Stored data
***

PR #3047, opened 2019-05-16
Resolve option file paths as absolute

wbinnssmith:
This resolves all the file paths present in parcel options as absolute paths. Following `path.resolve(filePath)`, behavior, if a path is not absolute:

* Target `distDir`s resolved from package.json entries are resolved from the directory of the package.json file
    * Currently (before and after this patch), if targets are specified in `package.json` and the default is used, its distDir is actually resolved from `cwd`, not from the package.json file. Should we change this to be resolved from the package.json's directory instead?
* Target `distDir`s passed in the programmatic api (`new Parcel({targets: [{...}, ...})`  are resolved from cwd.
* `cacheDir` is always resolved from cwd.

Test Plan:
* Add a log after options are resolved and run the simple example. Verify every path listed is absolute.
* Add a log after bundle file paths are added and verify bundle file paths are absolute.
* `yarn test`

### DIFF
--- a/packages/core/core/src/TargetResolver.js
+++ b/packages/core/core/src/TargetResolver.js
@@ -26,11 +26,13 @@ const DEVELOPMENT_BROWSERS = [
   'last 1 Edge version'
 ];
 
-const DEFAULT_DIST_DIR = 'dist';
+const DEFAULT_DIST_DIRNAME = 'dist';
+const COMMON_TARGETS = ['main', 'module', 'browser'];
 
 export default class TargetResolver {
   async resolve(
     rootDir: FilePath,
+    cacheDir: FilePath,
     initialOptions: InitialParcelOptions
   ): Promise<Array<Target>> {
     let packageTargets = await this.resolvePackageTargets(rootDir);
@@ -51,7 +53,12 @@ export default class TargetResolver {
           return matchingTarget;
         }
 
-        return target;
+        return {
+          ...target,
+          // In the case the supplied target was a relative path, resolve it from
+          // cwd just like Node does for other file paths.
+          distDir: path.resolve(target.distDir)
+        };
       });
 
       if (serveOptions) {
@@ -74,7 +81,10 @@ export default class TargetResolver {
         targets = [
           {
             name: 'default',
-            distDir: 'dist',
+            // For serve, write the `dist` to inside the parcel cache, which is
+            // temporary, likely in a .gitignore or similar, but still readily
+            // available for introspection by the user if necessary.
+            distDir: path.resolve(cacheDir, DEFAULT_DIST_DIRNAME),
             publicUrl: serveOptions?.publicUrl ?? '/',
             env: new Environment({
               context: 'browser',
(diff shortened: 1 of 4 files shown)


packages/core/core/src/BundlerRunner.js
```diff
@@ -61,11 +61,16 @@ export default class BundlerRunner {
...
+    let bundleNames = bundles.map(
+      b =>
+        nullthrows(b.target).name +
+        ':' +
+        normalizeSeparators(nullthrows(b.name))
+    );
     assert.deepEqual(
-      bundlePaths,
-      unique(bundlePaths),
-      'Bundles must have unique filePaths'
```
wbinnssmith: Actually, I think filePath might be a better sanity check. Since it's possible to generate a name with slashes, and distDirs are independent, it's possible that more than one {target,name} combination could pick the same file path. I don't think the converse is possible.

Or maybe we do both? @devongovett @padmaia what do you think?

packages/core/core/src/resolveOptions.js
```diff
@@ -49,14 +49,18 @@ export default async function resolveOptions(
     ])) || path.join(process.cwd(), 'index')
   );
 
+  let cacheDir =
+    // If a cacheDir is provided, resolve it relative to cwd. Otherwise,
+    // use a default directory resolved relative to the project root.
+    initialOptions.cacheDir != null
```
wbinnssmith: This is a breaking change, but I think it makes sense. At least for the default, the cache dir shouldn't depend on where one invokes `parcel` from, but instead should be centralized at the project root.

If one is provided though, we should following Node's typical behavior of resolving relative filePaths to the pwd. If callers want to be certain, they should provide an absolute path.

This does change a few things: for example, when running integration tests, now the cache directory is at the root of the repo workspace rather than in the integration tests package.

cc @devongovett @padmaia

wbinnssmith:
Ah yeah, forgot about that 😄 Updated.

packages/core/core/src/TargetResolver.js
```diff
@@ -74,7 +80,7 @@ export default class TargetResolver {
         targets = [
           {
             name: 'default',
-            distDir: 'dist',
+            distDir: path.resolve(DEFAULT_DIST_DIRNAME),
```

***

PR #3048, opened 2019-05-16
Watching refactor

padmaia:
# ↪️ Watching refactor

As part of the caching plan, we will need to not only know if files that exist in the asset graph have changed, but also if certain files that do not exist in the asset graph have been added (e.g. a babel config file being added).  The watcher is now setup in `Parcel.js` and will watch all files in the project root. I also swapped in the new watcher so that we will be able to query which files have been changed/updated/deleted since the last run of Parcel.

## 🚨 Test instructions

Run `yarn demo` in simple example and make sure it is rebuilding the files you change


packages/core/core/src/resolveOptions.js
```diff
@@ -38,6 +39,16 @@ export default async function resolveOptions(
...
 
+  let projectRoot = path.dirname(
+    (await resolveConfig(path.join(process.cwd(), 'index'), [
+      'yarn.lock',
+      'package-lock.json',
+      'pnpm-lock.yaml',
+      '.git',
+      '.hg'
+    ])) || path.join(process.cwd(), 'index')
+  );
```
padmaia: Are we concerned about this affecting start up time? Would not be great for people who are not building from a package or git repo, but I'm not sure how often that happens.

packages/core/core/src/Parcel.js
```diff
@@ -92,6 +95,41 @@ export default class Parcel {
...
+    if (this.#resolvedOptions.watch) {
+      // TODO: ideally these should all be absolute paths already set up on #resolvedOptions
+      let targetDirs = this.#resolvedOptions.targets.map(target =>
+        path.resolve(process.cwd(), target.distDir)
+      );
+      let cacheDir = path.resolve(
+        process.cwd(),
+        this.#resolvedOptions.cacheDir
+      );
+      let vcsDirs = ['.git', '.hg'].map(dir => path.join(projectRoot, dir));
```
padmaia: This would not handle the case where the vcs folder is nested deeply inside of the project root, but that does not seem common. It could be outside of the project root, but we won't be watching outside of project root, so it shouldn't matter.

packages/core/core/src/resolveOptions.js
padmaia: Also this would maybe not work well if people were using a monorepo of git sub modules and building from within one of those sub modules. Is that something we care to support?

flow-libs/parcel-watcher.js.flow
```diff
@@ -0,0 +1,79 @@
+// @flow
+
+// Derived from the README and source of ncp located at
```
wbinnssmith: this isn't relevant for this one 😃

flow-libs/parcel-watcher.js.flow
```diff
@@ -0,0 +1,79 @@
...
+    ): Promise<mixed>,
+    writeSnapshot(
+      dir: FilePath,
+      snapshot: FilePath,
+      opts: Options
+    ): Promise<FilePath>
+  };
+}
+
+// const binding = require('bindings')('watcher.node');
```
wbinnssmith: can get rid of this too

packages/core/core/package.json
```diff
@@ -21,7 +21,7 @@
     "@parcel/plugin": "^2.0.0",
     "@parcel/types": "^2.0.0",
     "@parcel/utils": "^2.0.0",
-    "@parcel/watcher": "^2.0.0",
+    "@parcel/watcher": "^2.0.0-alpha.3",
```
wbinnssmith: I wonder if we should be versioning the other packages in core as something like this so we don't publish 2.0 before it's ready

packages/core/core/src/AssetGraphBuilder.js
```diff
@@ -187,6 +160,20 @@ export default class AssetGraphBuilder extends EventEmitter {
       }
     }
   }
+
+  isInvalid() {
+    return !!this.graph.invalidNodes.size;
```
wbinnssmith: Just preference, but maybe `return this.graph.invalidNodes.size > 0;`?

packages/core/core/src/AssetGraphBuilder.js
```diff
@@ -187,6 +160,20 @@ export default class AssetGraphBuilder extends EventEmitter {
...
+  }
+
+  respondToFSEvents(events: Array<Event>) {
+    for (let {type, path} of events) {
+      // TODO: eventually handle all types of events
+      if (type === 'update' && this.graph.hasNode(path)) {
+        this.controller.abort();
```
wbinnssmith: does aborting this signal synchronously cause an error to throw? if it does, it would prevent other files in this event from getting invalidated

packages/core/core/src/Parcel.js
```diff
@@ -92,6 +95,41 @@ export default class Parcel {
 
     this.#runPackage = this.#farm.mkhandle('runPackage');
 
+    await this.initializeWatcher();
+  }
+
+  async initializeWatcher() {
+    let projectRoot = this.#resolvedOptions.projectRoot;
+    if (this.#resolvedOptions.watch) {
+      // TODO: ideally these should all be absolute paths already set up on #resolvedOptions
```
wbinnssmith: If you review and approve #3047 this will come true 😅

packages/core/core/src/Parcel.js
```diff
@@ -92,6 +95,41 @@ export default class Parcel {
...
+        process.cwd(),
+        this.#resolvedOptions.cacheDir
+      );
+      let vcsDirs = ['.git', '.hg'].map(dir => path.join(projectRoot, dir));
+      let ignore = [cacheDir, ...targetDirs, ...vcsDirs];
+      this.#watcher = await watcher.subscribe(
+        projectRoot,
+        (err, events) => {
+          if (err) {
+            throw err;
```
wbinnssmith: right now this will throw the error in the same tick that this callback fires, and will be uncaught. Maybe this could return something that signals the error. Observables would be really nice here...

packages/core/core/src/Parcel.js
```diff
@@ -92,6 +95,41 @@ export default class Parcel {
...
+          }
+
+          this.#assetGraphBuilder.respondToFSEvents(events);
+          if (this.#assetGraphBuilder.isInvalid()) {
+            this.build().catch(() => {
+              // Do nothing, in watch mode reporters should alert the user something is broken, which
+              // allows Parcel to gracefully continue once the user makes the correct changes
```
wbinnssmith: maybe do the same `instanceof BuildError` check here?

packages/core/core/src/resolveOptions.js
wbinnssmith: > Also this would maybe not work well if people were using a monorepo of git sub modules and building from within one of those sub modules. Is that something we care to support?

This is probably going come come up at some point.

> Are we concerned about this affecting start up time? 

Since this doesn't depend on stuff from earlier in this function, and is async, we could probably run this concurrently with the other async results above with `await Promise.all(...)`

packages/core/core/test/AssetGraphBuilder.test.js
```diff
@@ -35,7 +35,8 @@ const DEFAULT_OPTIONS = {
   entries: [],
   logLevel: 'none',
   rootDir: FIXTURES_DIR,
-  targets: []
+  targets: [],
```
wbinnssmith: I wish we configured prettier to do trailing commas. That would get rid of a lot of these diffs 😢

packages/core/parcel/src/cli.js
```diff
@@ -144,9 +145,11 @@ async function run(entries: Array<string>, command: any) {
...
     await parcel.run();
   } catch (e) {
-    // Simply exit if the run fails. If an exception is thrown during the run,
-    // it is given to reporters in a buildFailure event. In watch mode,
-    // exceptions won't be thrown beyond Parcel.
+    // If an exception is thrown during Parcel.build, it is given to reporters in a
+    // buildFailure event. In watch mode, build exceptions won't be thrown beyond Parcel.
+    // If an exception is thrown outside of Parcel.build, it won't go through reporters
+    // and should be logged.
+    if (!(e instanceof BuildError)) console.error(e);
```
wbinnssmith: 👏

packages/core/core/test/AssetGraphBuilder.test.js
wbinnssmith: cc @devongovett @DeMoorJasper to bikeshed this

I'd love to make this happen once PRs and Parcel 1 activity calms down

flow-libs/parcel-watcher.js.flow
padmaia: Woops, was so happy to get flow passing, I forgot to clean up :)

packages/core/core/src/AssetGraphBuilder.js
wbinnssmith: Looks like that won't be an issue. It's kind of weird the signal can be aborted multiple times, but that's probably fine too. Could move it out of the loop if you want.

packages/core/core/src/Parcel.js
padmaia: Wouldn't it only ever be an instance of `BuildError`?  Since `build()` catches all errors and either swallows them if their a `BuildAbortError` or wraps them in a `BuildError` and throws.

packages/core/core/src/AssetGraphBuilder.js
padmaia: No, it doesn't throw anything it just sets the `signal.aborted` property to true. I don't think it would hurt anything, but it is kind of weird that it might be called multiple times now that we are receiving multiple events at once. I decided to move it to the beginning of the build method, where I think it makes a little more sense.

***

Task goal.
Only lines with the word "outside" are needed. Copy them from the preceding records.

Reply to the task.
padmaia: This would not handle the case where the vcs folder is nested deeply inside of the project root, but that does not seem common. It could be outside of the project root, but we won't be watching outside of project root, so it shouldn't matter.
+    // If an exception is thrown outside of Parcel.build, it won't go through reporters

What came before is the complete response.